The Queen has known this all along. Monarchy, like Religion, depends upon mystery, upon the scared and upon the hidden, and she has worked very hard to preserve her mystique through silence and discretion.
This was all very well in the 1950’s when we expected our Monarch to work with sublime detachment from everyday needs and ordinary people, but today we live in an age of disclosure. People want to know everything and some members of the Royal Family have obliged all too well (Diana, a bit of Charles, a bit of Edward, you know the story).
This makes it far harder for the Queen because the fact that we know so much about the rest of the Windsors makes her own discretion almost impossible. You can’t have one section of the family admitting adultery on television, while the other half tells us that it is none of our business. You can’t have a genie that is both half in and half out of a bottle.

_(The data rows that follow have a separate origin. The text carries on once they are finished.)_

PR #241, opened 2024-02-02
pointwise() convenience function for extracting pointwise estimates

### LINKED ISSUE #126: Convenience functions for accessing pointwise estimates
Right now to get the pointwise values for elpd_loo, p_loo, etc., you have to do this: 

```r
object$pointwise[, "elpd_loo"]
```

but it would be nice if we offered a convenience function for this, e.g., 

```r
pointwise(object, "elpd")
```
which would return a vector of pointwise elpd values.

jgabry:
Closes #126

I ended up wanting this to make some code look nicer and it was very easy to implement, so I made a PR. 

```r
pointwise(loo_object, "elpd_loo") # returns vector of pointwise elpd_loo estimates
pointwise(loo_object, "p_loo") # returns vector of pointwise p_loo estimates
# etc. 
```

This works not only for `loo()` but also for `loo_subsample()`, `loo_moment_match()`, etc.


jgabry:
@avehtari This is super simple, so you don't need to spend much (or any) time looking at this, but just wanted to check if you're ok with adding this little convenience function. I think it's ready to merge if it's ok with you. I'm starting to prepare the release.

avehtari (approved):
This makes sense. Looks good

PR #246, opened 2024-02-15
simplify mcse_elpd using log-normal approximation

avehtari:
Years ago I made mcse_elpd using a simple quadrature, but now switched to use a more efficient log-normal approximation. Given the mean and variance in linear scale, and knowing that the logarithm is closer to normal, we approximate the uncertainty in linear scale with log-normal and compute the corresponding normal distribution parameters in log scale using the equations shown, e.g., at https://en.wikipedia.org/wiki/Log-normal_distribution#Arithmetic_moments

The change makes relative change of 0.01%-0.1% compared to stored reference values and thus some reference rds files were updated.


jgabry (approved):
Looks good. I'll include this in the release.

PR #251, opened 2024-02-29
make E_loo Pareto-k diagnostic more robust

### LINKED ISSUE #250: E_loo fails with github version of posterior
The latest `loo` release uses `posterior::pareto_khat()` as in the latest `posterior` CRAN release. The github version of `posterior` has breaking changes. I can fix this tomorrow, but creating the issue now. Ping @n-kall, too

avehtari:
Fixes #250 (although the reason was not posterior version)

E_loo was giving warnings and errors in certain cases with binary x. If h(theta) is a step function and h is 0/1 binary, then when computing Pareto-k the one of the tails is likely to be just 0's. In such cases, using the same argument as for type="quantile", we can return the Pareto-k just for r. To make the function to complain less, the same approach is now used for constant, NA, NaN, and infinite x. Added also tests that these don't cause warnings.

### DIFF
--- a/R/E_loo.R
+++ b/R/E_loo.R
@@ -48,11 +48,11 @@
 #'   Pareto-k's, which may produce optimistic estimates.
 #'
 #'   For `type="mean"`, `type="var"`, and `type="sd"`, the returned Pareto-k is
-#'   the maximum of the Pareto-k's for the left and right tail of \eqn{hr} and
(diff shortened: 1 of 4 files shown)


jgabry (approved):
Looks good. I fixed a typo in a comment so the unit tests are running again but this is ready to merge when they finish running.

PR #259, opened 2024-03-04
fix loo_moment_matching NaN issue

### LINKED ISSUE #258: loo_moment_match fails if new log likelihood is -Inf
I had seen the same issue in some of my models, but started to investigate after JackL posted a simple example in Stan discourse
https://discourse.mc-stan.org/t/error-when-adding-looic-to-a-zero-one-inflated-beta-regression-model-in-brms/34337

The problem arises when `log_liki_new` and `log_prob_new` both evaluate as -Inf, and the log ratio contains `-log_liki_new + log_prob_new` and -Inf + Inf returns NaN. The similar computation can happen in split moment matching.

In these cases, it would be fine that we reject the problematic evaluation in the same way as Stan would reject it during sampling. In importance sampling we can do rejection by making the weight to be 0, which me can make by making the log ratio -Inf (thus we now compute -Inf + Inf is -Inf). We can safely allow -Infs in our importance sampling algorithms.

avehtari:
Fixes #258 

- In `loo_moment_matching` and `split_moment_matching` replace NaN's in log ratios resulting from -Inf + Inf with -Inf before calling `importance_sampling.default()`
- in `validate_ll()` allow -Inf
- update tests

### DIFF
--- a/R/helpers.R
+++ b/R/helpers.R
@@ -57,7 +57,7 @@ validate_ll <- function(x) {
     stop("List not allowed as input.")
   } else if (anyNA(x)) {
     stop("NAs not allowed in input.")
-  } else if (any(x==Inf)) {
+  } else if (any(x == Inf)) {
     stop("All input values must be finite or -Inf.")
   }
   invisible(x)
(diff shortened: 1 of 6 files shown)


jgabry (approved):
Looks good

The gulf between royalty and everyday life has now become so vast (partly due to the collapse of the social armour of the aristocracy which used to protect them) that The Windsors are almost scared to go out. Take the death of Diana. Of course it was a terrible time, and the public were on the verge of hysteria, but to say nothing and insist on royal precedent by not lowering the flag to half mast only showed how remote from the public they had become. “They didn’t know what to do,” said one Palace insider, “they made a bish of it” said another.
It was almost too late. The Queen’s impartiality was perceived as remote and uncaring, and she was forced to come out and address the nation, live on television, because she knew that she could no longer take the support of the British people for granted.
In Europe there’s been a little more modesty and a little less of the assumption that the public will provide. The Windsors have recently tried to go through the motions and look cautious with money, The Queen has even slummed it by going in a taxi to see Billy Elliot, but when the heir to the throne jets in flowers at £100 a stem and thinks that sitting in Club Class is “the end of Empire” it’s clear they still have a long way to go.
So now we have a stalemate, between the Monarchy, the Press and the People. In attempting to avoid all forms of criticism, and in refusing access to even the most sympathetic of their critics, the Windsors are preventing any real debate about the future of the Monarchy. And so what we have is a polarised debate between die-hard royalists who need the The Royal Family to define what it means to be British and fervent republicans who want to get rid of the whole bloody lot of them. Neither of these positions are pragmatic enough to make the Monarchy a realistic proposition.
It’s a ridiculous situation. What we need to do is to cast aside suspicion and prejudice, privilege and pre-conception, and start a real debate about the future of the Monarchy: because if we do not then there will be no future, and the Royal Family will find their survival withering on that most diseased of vines: public apathy.